悪法、参戦法、戦争法を葬るため、自由、民主、憲法、生活、命を維持するため、馳せ参じた市民の群は絶えず流れ、絶えなかった。
若者、中年、老人、女性、子連れ、外国人の老若男女たち。スローガンの叫びに呼応しつつ歩く。
共産党、社会民主党、民主党、知識人、市民運動家らが演壇に立つ。まぎれもない人民戦線だ。
と思った時、眼前を流れる目覚めた群衆のプラカードの中に、「ノーパサラン 奴らを通すな」と書かれた文字を見た。若い娘が掲げていた。

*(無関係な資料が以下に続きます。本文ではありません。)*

Issue #7888, opened 2022-02-04
Add SBOM plugin for our CI pipeline


MiYanni:
SBOM = Software Bill of Materials. This will collect a list of files we produce that are inserted into VS.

スペイン内戦(1936~39)のさなか、反フランコファシズムの女性闘士ドローレス・イバルリが叫んだ言葉ではないか!
「ラ・パシオナリア」の、あの叫びだ。
やがて、若者たちが演壇に上がる。「ノーパッサラン」と音便で勢いをつけた合唱。続いて「奴らを通すな」、「ファシズムを通すな」、「独裁者を通すな」の合唱。
そして、憲法を蹂躙する悪法を通すな、だ。知性なき野蛮を通すな、だ。
若い人々は歴史を、政治の欺瞞と愚かさと底知れない恐ろしさを、見抜いている!
彼方の国で内戦が起きた年、2・26事件が勃発。日本は問答無用、軍国主義に急傾斜した。国会議事堂は悲劇を目撃した。
機動隊は戦闘服でなく、警官の制服姿でばか丁寧に群衆をさばく。慇懃無礼。怒れる人々の海と大河を見、命の声を聞いた彼ら警官たちは、何を考えていたのか。
民衆による国会周辺での闘争は普段、機動隊に制圧され、「民主対弾圧」の低次元で終わる。だが今、治安部隊は民衆の洪水を制御できない。闘争は「民主対政府・政権党」 の対決となって、極右国家体制を揺さぶっている。
政権党2党の議員たちの民主が機能しなくなって久しい。主権者は、選挙民は選んだ議員に全権を託してはいない。議員は主権者に抗議されれば、言動を改めねばならない。これが代表制の神髄だ。
議員が唯我独尊に陥り、議事堂外の声に耳を傾けなくなった時、市民は怒りの声を上げる。今がまさにそうだ。
選挙民と議員は相互に補完する。これをこれぽっちも理解していないのが狂気の首相であり、保守・右翼議員たちだ。大方のマスメディアだ。歴史を知らない記者たちだ。だから日本は、これほどまでに荒廃した。
「ノーパサラン!」
この言葉を聞けただけでも、雨に打たれた価値があった。
付言すれば、世界の多くの政治デモで必ず見られるチェ・ゲバラの肖像は、誰かが掲げていたかもしれないが、私は見かけなかった。